A less costly alternative is the purchase of such a number of shares as needed to sway the vote, or at least to increase the probability that a majority of the shares will be voted for the correct option. Given that the average market capitalization of S&P 500 companies is approximately $21 billion, the costs are stil considerable.4 If the expected voter turn-out is seventy percent, an investor will have to buy some $147 million worth of shares to obtain an additional one percent voting power, plus transaction costs. To the extent the investor ends up with a portfolio that is less diversified and thus riskier than prior to the purchase, the strategy will be even costlier.

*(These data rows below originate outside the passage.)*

Issue #1382, opened 2026-08-11
fix(link): a failed cluster-page write still stamps its wikilink onto every member fragment


Geoffe-Ga:
## Problem

In both `_run_eddies` and `_run_threads` (`creek/link/link_engine.py`), the order is:

1. `detector.assign_fragments_to_eddies(fragments, eddies)` — builds a `[[Title]]` wikilink for **every detected** cluster, unconditionally (`creek/link/eddies.py`, `assign_fragments_to_eddies`; same shape in `threads.py`).
2. `_materialise_link_models(...)` — writes one page per cluster, and **swallows `OSError` per model**, returning only the paths that succeeded.
3. `_persist_fragment_link_updates(...)` — rewrites member frontmatter using the fragment list from step 1.

Step 3 does not know which pages step 2 failed on. So if a page write fails — full disk, read-only volume, a permission problem on one file — the member fragments are still rewritten to cite `[[Title]]` for a page that does not exist. The result is a silent dangling wikilink in the vault.

The reported counts stay honest (`eddies_written`/`threads_written` count only successful writes, which is what `creek process`'s `Link artefacts persisted: N` is sourced from), so this is not an over-reporting bug. It is a vault-corruption-on-partial-failure bug: the summary correctly says "1 of 2 written" while 12 fragments now point at both.

## Why now

The line-level ordering predates #1303 — it is shared with `creek link`, where a human is watching the output and can act on a warning. #1303 wired the same code into `creek process`, which is the command people put on a schedule and do not watch. That raises the blast radius enough to be worth tracking rather than leaving implicit.

## Acceptance criteria

- [ ] `_persist_fragment_link_updates` only writes wikilinks for clusters whose page was actually materialised. The natural shape is to filter the detected models down to the successfully-written set *before* calling `assign_fragments_to_*`, so the in-memory fragment list never contains a link to a page that does not exist.
- [ ] A fragment that would have been linked only to a failed-write cluster is left byte-identical, not rewritten with an empty list.
- [ ] The `member_fragments_updated` count reflects the filtered reality.
- [ ] Test: force `write_eddy` to raise `OSError` for exactly one of two detected eddies; assert (a) the surviving eddy's members carry its link, (b) the failed eddy's members carry **no** `eddies:` entry, (c) no fragment cites a page missing from disk, (d) `eddies_written == 1`.
- [ ] Same for threads.
[...]

Issue #1381, opened 2026-08-11
fix(link): membership-derived cluster ids orphan a page on every membership change, and creek process now does it on a schedule


Geoffe-Ga:
## Problem

Eddy and thread page ids are derived from their sorted member fragment ids:

- `creek/link/eddies.py` — `_stable_eddy_id`: `sha256(",".join(sorted(f.id for f in frags)))[:8]`, prefixed `eddy-`.
- `creek/link/threads.py` — `_stable_thread_id`: the identical formula, prefixed `thread-`.

That is what makes re-running idempotent on an *unchanged* corpus: the same membership re-mints the same id, the same filename, and `VaultWriter`'s per-directory id-index dedupes. But when membership *changes* — you ingest one more note into an existing cluster — the id changes too. A **new** page is written and the previous one is left on disk, orphaned: no fragment's `eddies:`/`threads:` frontmatter points at it any more, because `_persist_fragment_link_updates` rewrote those lists to the new title.

## Why it matters more now

Before #1303, only `creek link` minted these pages, so the accumulation was bounded by how often an operator ran it by hand. #1303 made `creek process` persist its link stage, and `creek process` is the command people put on a schedule. On a vault that grows a little every day, `03-Eddies/` and `02-Threads/*/` will grow monotonically with dead pages, one per membership change per cluster.

`creek lint`'s broken-links check is the only current detector, and it detects the *symptom* (a fragment pointing at a missing page), not this shape (a page nobody points at).

## Why it was not fixed in #1303

Deleting vault files is destructive and irreversible from the tool's point of view — an operator may have edited an eddy page by hand, and a reaper that cannot tell "superseded by a new membership id" from "hand-curated page the detector no longer produces" would silently destroy work. That needs its own design (dry-run first, provenance check, probably an `archive/` move rather than an unlink), which is well outside the diff for a linking-persistence fix.

## Acceptance criteria

- [ ] Decide and document the disposal semantics: delete, or move to an archive location, or mark with frontmatter and leave in place. Default to the least destructive that still solves the problem.
- [ ] A page is only ever a reap candidate when (a) it lives under `03-Eddies/` or `02-Threads/{Active,Dormant,Resolved}/`, (b) its frontmatter `id` matches the `eddy-`/`thread-` membership-hash shape, and (c) **no** fragment in the vault cites its title in `eddies:`/`threads:`. A hand-written page with no membership-shaped id is never a candidate.
[...]

PR #1383, opened 2026-08-11
fix(pipeline): make `creek process` Stage 5 persist the link graph it computes

### LINKED ISSUE #1303: fix(pipeline): creek process Stage 5 computes the whole link graph, discards it, and reports 'Links found: N'
**Severity:** High
**Remediation:** decision-needed (delegate to `link_engine`, or persist) + e2e test

## Problem

`creek process` Stage 5 runs all four linkers, computes the entire link graph, throws every
result away, and then prints the count to the operator as if the links had been created.

`LinkingPipeline.run` (`creek/link/linker.py:63-146`) generates embeddings, finds
resonances, detects threads and eddies, calls `assign_fragments_to_threads` /
`assign_fragments_to_eddies` into a **local** `fragments` variable — and returns a
counts-only `LinkingResult`. It writes no thread page, no eddy page, no fragment
frontmatter, and no embeddings cache. `vault_path` is accepted and used only in a log line;
its own docstring concedes this at `linker.py:74`: `vault_path: Path to the Obsidian vault
(used for future I/O)`.

Meanwhile `creek/cli.py:1181` prints `Links found: {result.links_found}`.

Taxonomy family 3 (fake/aspirational implementation) + family 12 (architectural drift: two
orchestrators for one concept, only one of which is real).

**Current state:** the operator is told N links were found; `02-Threads/`, `03-Eddies/` and
every fragment's `threads:` / `eddies:` frontmatter are untouched. Because no embeddings
cache is written either, the next `creek link` re-embeds the whole corpus from scratch.

## Evidence (corroboration)

**Signal 1 — reproducing artifact.** `LinkingPipeline.run` over 6 fragments into a
scaffolded vault, with `generate_embeddings` stubbed to deterministic vectors:

```
REPORTED (what `Links found:` sums)  = 6
  resonances=6 temporal=0 threads=0 eddies=0
FILES WRITTEN UNDER VAULT           = []
```

Non-zero counts reported; zero bytes written. Repro:
```python
from unittest.mock import patch
from creek.link.linker import LinkingPipeline
from creek.config import EmbeddingsConfig, LinkingConfig
with patch("creek.link.linker.EmbeddingLinker.generate_embeddings", return_value=vecs):
    res = LinkingPipeline(EmbeddingsConfig(), LinkingConfig()).run(frags, vault)
assert res.resonance_count > 0
assert [p for p in vault.rglob("*") if p.is_file()] == []
```

**Signal 2 — structural, and there is a working twin.** The call chain is
`creek process` → `Pipeline.run` (`creek/pipeline.py:338-341`) → `Pipeline._run_linking`
(`creek/pipeline.py:765-798`) → `LinkingPipeline.run`. The *other* orchestrator,
`link_engine.run_link` (the `creek link` command's path), does all the persistence the
pipeline one skips: `_materialise_link_models` (`link_engine.py:254`, `:341`) and
`_persist_fragment_link_updates` (`link_engine.py:260`, `:347`), plus
`_load_or_compute_embeddings` (`link_engine.py:542`) reading and writing the parquet cache.
Issue #880 unified the two on *thresholds* only (`from_linking_config`); the persistence
contract still diverges completely.

**Signal 3 — no test covers it.** Grep over `tests/e2e/test_pipeline_markdown_e2e.py`,
`test_full_pipeline_markdown.py`, `test_full_pipeline_idempotency.py` finds zero assertions
about `02-Threads/`, `03-Eddies/`, or `links_found` from `creek process`.

Independently reached by two separate readers in this scan plus the reproducing run above.

## Scope

Covers `creek process` Stage 5 — `Pipeline._run_linking` and `creek/link/linker.py`.

Explicitly NOT in scope: the known `O(n^2)` hotspots in `link/temporal.py` and
`link/threads.py` (#857, #858), the temporal score clamp (#1216), or the
`similarity_edges`-not-cached claim on the `creek link` path (filed separately).

## Tasks

1. Decide the direction and record it on this issue:
   - **(a)** Have `Pipeline._run_linking` delegate to `creek.link.link_engine.run_link` per
     method, deleting `LinkingPipeline` — one orchestrator, one persistence contract; or
   - **(b)** Give `LinkingPipeline.run` the same persistence `link_engine` has
     (`_materialise_link_models` + `_persist_fragment_link_updates` + embeddings cache).
   (a) is preferred — it removes the drift rather than duplicating the fix.
2. Implement the chosen direction.
3. Delete the now-dead `LinkingPipeline.add_wikilinks` (`creek/link/linker.py:148`), which
   has zero production callers (only `tests/test_link.py:2053-2123`) and duplicates the
   dedup-append loop already in `threads.assign_fragments_to_threads` (`threads.py:769-773`)
   and `eddies.assign_fragments_to_eddies` (`eddies.py:767-771`).
4. Fix the stale `vault_path: … (used for future I/O)` docstring, or remove the parameter.

## Acceptance Criteria

- [ ] An e2e test drives `creek process` through Typer's `CliRunner` over a small markdown
      source and asserts that thread/eddy pages exist on disk and that at least one
      fragment's frontmatter carries a `threads:` or `eddies:` wikilink.
- [ ] `Links found: N` is non-zero only when N links were actually persisted.
- [ ] A second `creek process` run reuses the embeddings cache rather than re-embedding.
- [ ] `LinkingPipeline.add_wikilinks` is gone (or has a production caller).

There is, nevertheless, some empirical evidence suggesting that institutional investors do engage in this type of arbitrage, which may be worthwhile especially in firms with a relatively small market capitalization. Jennifer Bethel et al. recently studied the market for voting rights in about 350 mergers and acquisitions between 1999 and 2005 and found that institutional investors are net buyers of shares around the voting record date, as shown in Figure 2. One possible explanation is that they buy shares to ensure that value-destroying mergers are rejected.5
Figure 2: Net Buying by Institutional Investors around Voting Record Dates
Source: Bethel et al. (2009)6
In terms of legal constraints, there are no direct constraints when purchasing shares in the spot market or, as Delaware courts have recently confirmed, when purchasing shares through an off-exchange transaction.7 There are significant indirect constraints, though. To name but a few: if the purchase results in more than five percent voting power, the shareholder may need to publicly disclose his position;8 if the purchase results in more than ten percent voting power, the shareholder becomes subject to short swing profit capture;9 and if the vote buying results in more than thirty percent voting power, in certain jurisdictions such as European Union Member States the shareholder will run the risk of triggering a mandatory bid obligation. In light of these legal constraints and the cost constraints mentioned earlier, it is worthwhile exploring alternative arbitrage strategies such as proxy solicitation.